Government considers new ways to fund budget following declining donor support
10 November 2024, 1:47 pm
By Ronald Ssemagonja
The Ministry of Finance, Planning and Economic Development has expressed concern over the growing decline in external financing for Uganda, warning that this could constrain the government’s ability to meet its expenditure requirements in a timely manner. The government made this statement during the presentation of the Budget Strategy for the Financial Year 2025/2026 in Kampala.
According to the Minister of State for Planning, Hon. Amos Lugoloobi, the decline in external financing is linked to the ongoing conflicts in Ukraine and Palestine, which have caused foreign funders to redirect their attention and resources from supporting developing countries like Uganda to financing those affected by the wars. “They are funding the wars in Ukraine, Israel, and Palestine. Their priorities have since shifted. Remember, as any country progresses beyond a middle-income level, it is seen as an adult capable of sustaining its own growth. Therefore, attention shifts away from such countries to the least developed ones, which still require concessional support. At this point, donor countries begin to believe that you can borrow commercially to finance your activities,” he said.
He also added, “We have been relying on external sources of financing for our budget for a long time, but these sources are dwindling. Now we must turn to innovative ways of financing the budget through domestic resources. One such measure is to leverage our available assets to issue long-term bonds, such as infrastructure bonds, where we can mobilise investment from private individuals and the diaspora to invest their resources.”
Mr Matia Kasaija, the Minister of Finance, Planning and Economic Development, stated that external financing has been on the decline, which necessitates strengthening the implementation of the domestic revenue mobilisation strategy. He explained that the government will finance the budget for the Financial Year 2025/2026 using both domestic and external resources. “We shall repurpose resources in the current budget and improve allocation efficiency, focusing on the prioritised sectors of the economy and the effective implementation of the domestic revenue mobilisation strategy, with a major focus on combating tax evasion and smuggling.”

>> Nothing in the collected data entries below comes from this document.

PR #1337, opened 2026-04-15
fix: booster select not accoutning for extra_slots_used

WilsontheWolf:
## Additional Info:

### DIFF
--- a/src/utils.lua
+++ b/src/utils.lua
@@ -2455,8 +2455,9 @@ end
 G.FUNCS.can_select_from_booster = function(e)
     local card = e.config.ref_table
     local area = booster_obj and card:selectable_from_pack(booster_obj)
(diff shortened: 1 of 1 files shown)


HuyTheKiller:
[Silk Touch](https://github.com/HuyTheKiller/SilkTouch/blob/main/src/util.lua#L78) overrides `G.FUNCS.can_select_card` to account for any card types (a nil-check mess since it's a lovely mod but you get the point). `G.FUNCS.can_select_from_booster` feels like a redundant copy. We should move all to `can_select_card` at this point.

Aurelius7309:
Why is this adding `extra_slots_used` twice?

WilsontheWolf:
sorry I switched the method I was using and forgot to remove the old one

According to the strategy, the government will operationalise new cities in the coming financial year. Cabinet and Parliament have approved the creation of 15 cities to be rolled out in phases. In FY 2020/2021, 10 cities were operationalised, including Soroti, Gulu, Lira, Arua, Hoima, Fort Portal, Mbarara, Masaka, Jinja, and Mbale. “I am honoured to announce that we have secured the resources to operationalise the remaining cities, effective 1st July 2025,” Kasaija said.